Exercise directions –
Reproduce every entry exactly as shown.

Dataset content –
§ §

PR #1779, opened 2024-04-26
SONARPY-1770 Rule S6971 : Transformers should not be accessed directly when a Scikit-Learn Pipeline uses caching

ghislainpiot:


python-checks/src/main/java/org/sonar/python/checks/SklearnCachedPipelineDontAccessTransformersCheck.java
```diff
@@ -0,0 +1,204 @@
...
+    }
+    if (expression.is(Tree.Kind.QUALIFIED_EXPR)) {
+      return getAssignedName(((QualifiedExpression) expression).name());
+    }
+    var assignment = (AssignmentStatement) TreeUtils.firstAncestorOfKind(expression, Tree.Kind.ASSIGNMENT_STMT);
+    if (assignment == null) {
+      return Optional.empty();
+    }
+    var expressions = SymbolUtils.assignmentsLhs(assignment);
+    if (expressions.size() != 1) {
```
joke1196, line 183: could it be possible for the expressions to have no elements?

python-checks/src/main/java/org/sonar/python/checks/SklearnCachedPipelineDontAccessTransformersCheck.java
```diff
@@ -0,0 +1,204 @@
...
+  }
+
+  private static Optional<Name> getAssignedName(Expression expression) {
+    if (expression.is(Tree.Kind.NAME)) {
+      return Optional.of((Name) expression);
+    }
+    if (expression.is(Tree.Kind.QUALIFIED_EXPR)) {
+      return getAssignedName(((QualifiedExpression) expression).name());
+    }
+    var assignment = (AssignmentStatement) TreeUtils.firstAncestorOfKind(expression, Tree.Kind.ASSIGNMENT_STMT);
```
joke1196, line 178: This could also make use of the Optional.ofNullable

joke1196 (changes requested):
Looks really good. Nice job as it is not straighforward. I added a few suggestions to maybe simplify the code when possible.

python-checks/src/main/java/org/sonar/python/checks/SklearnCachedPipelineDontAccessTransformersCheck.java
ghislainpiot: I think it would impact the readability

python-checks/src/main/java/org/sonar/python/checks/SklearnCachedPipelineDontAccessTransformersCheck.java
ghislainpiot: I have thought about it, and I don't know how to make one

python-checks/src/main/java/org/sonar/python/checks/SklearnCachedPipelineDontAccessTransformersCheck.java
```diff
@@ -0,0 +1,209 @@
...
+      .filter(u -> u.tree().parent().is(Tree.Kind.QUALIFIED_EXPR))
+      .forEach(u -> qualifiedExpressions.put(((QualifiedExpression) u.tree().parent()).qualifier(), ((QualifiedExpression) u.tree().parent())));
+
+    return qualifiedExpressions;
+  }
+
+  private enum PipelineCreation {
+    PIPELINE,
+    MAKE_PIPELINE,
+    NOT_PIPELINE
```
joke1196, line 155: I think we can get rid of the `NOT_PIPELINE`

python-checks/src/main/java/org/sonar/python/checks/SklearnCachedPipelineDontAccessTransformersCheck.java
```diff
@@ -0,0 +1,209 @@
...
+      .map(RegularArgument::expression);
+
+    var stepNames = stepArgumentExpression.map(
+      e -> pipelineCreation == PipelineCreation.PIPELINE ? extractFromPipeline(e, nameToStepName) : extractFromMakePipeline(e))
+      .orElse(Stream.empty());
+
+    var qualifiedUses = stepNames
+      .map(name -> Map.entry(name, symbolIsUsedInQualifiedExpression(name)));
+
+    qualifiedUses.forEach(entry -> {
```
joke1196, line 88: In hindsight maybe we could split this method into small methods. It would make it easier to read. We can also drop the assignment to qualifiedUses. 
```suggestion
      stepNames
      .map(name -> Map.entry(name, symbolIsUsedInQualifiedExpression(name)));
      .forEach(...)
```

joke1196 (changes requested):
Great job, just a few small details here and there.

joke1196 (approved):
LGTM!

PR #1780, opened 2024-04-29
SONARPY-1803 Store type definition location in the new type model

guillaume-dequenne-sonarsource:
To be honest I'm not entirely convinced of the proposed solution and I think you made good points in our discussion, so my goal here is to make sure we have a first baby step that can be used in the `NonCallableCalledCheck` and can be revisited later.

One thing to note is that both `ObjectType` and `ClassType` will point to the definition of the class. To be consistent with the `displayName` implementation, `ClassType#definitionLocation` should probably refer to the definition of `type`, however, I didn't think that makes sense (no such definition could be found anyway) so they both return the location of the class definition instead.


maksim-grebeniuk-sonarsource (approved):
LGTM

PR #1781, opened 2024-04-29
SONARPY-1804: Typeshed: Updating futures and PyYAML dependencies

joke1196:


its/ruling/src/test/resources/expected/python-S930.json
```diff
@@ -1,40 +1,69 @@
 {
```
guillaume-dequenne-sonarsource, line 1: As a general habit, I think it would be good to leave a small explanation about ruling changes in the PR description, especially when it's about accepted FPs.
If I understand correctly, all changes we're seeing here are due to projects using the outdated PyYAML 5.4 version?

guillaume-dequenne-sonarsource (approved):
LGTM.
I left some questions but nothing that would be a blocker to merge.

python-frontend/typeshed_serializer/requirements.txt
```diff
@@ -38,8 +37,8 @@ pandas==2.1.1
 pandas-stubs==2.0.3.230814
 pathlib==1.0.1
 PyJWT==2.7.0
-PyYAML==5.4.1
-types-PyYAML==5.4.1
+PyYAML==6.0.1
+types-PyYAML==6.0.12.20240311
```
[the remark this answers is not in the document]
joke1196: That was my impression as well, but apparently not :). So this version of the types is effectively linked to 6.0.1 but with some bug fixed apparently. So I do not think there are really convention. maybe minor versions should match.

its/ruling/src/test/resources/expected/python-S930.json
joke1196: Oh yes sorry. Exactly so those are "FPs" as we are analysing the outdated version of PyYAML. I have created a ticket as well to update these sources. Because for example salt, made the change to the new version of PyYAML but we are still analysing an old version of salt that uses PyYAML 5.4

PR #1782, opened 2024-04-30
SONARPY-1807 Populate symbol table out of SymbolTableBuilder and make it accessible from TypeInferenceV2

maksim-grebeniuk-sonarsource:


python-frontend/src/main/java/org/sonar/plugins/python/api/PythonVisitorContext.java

§ §

Response below –
PR #1779, opened 2024-04-26
SONARPY-1770 Rule S6971 : Transformers should not be accessed directly when a Scikit-Learn Pipeline uses caching

ghislainpiot:


python-checks/src/main/java/org/sonar/python/checks/SklearnCachedPipelineDontAccessTransformersCheck.java
```diff
@@ -0,0 +1,204 @@
...
+    }
+    if (expression.is(Tree.Kind.QUALIFIED_EXPR)) {
+      return getAssignedName(((QualifiedExpression) expression).name());
+    }
+    var assignment = (AssignmentStatement) TreeUtils.firstAncestorOfKind(expression, Tree.Kind.ASSIGNMENT_STMT);
+    if (assignment == null) {
+      return Optional.empty();
+    }
+    var expressions = SymbolUtils.assignmentsLhs(assignment);
+    if (expressions.size() != 1) {
```
joke1196, line 183: could it be possible for the expressions to have no elements?

python-checks/src/main/java/org/sonar/python/checks/SklearnCachedPipelineDontAccessTransformersCheck.java
```diff
@@ -0,0 +1,204 @@
...
+  }
+
+  private static Optional<Name> getAssignedName(Expression expression) {
+    if (expression.is(Tree.Kind.NAME)) {
+      return Optional.of((Name) expression);
+    }
+    if (expression.is(Tree.Kind.QUALIFIED_EXPR)) {
+      return getAssignedName(((QualifiedExpression) expression).name());
+    }
+    var assignment = (AssignmentStatement) TreeUtils.firstAncestorOfKind(expression, Tree.Kind.ASSIGNMENT_STMT);
```
joke1196, line 178: This could also make use of the Optional.ofNullable

joke1196 (changes requested):
Looks really good. Nice job as it is not straighforward. I added a few suggestions to maybe simplify the code when possible.

python-checks/src/main/java/org/sonar/python/checks/SklearnCachedPipelineDontAccessTransformersCheck.java
ghislainpiot: I think it would impact the readability

python-checks/src/main/java/org/sonar/python/checks/SklearnCachedPipelineDontAccessTransformersCheck.java
ghislainpiot: I have thought about it, and I don't know how to make one

python-checks/src/main/java/org/sonar/python/checks/SklearnCachedPipelineDontAccessTransformersCheck.java
```diff
@@ -0,0 +1,209 @@
...
+      .filter(u -> u.tree().parent().is(Tree.Kind.QUALIFIED_EXPR))
+      .forEach(u -> qualifiedExpressions.put(((QualifiedExpression) u.tree().parent()).qualifier(), ((QualifiedExpression) u.tree().parent())));
+
+    return qualifiedExpressions;
+  }
+
+  private enum PipelineCreation {
+    PIPELINE,
+    MAKE_PIPELINE,
+    NOT_PIPELINE
```
joke1196, line 155: I think we can get rid of the `NOT_PIPELINE`

python-checks/src/main/java/org/sonar/python/checks/SklearnCachedPipelineDontAccessTransformersCheck.java
```diff
@@ -0,0 +1,209 @@
...
+      .map(RegularArgument::expression);
+
+    var stepNames = stepArgumentExpression.map(
+      e -> pipelineCreation == PipelineCreation.PIPELINE ? extractFromPipeline(e, nameToStepName) : extractFromMakePipeline(e))
+      .orElse(Stream.empty());
+
+    var qualifiedUses = stepNames
+      .map(name -> Map.entry(name, symbolIsUsedInQualifiedExpression(name)));
+
+    qualifiedUses.forEach(entry -> {
```
joke1196, line 88: In hindsight maybe we could split this method into small methods. It would make it easier to read. We can also drop the assignment to qualifiedUses. 
```suggestion
      stepNames
      .map(name -> Map.entry(name, symbolIsUsedInQualifiedExpression(name)));
      .forEach(...)
```

joke1196 (changes requested):
Great job, just a few small details here and there.

joke1196 (approved):
LGTM!

PR #1780, opened 2024-04-29
SONARPY-1803 Store type definition location in the new type model

guillaume-dequenne-sonarsource:
To be honest I'm not entirely convinced of the proposed solution and I think you made good points in our discussion, so my goal here is to make sure we have a first baby step that can be used in the `NonCallableCalledCheck` and can be revisited later.

One thing to note is that both `ObjectType` and `ClassType` will point to the definition of the class. To be consistent with the `displayName` implementation, `ClassType#definitionLocation` should probably refer to the definition of `type`, however, I didn't think that makes sense (no such definition could be found anyway) so they both return the location of the class definition instead.


maksim-grebeniuk-sonarsource (approved):
LGTM

PR #1781, opened 2024-04-29
SONARPY-1804: Typeshed: Updating futures and PyYAML dependencies

joke1196:


its/ruling/src/test/resources/expected/python-S930.json
```diff
@@ -1,40 +1,69 @@
 {
```
guillaume-dequenne-sonarsource, line 1: As a general habit, I think it would be good to leave a small explanation about ruling changes in the PR description, especially when it's about accepted FPs.
If I understand correctly, all changes we're seeing here are due to projects using the outdated PyYAML 5.4 version?

guillaume-dequenne-sonarsource (approved):
LGTM.
I left some questions but nothing that would be a blocker to merge.

python-frontend/typeshed_serializer/requirements.txt
```diff
@@ -38,8 +37,8 @@ pandas==2.1.1
 pandas-stubs==2.0.3.230814
 pathlib==1.0.1
 PyJWT==2.7.0
-PyYAML==5.4.1
-types-PyYAML==5.4.1
+PyYAML==6.0.1
+types-PyYAML==6.0.12.20240311
```
[the remark this answers is not in the document]
joke1196: That was my impression as well, but apparently not :). So this version of the types is effectively linked to 6.0.1 but with some bug fixed apparently. So I do not think there are really convention. maybe minor versions should match.

its/ruling/src/test/resources/expected/python-S930.json
joke1196: Oh yes sorry. Exactly so those are "FPs" as we are analysing the outdated version of PyYAML. I have created a ticket as well to update these sources. Because for example salt, made the change to the new version of PyYAML but we are still analysing an old version of salt that uses PyYAML 5.4

PR #1782, opened 2024-04-30
SONARPY-1807 Populate symbol table out of SymbolTableBuilder and make it accessible from TypeInferenceV2

maksim-grebeniuk-sonarsource:


python-frontend/src/main/java/org/sonar/plugins/python/api/PythonVisitorContext.java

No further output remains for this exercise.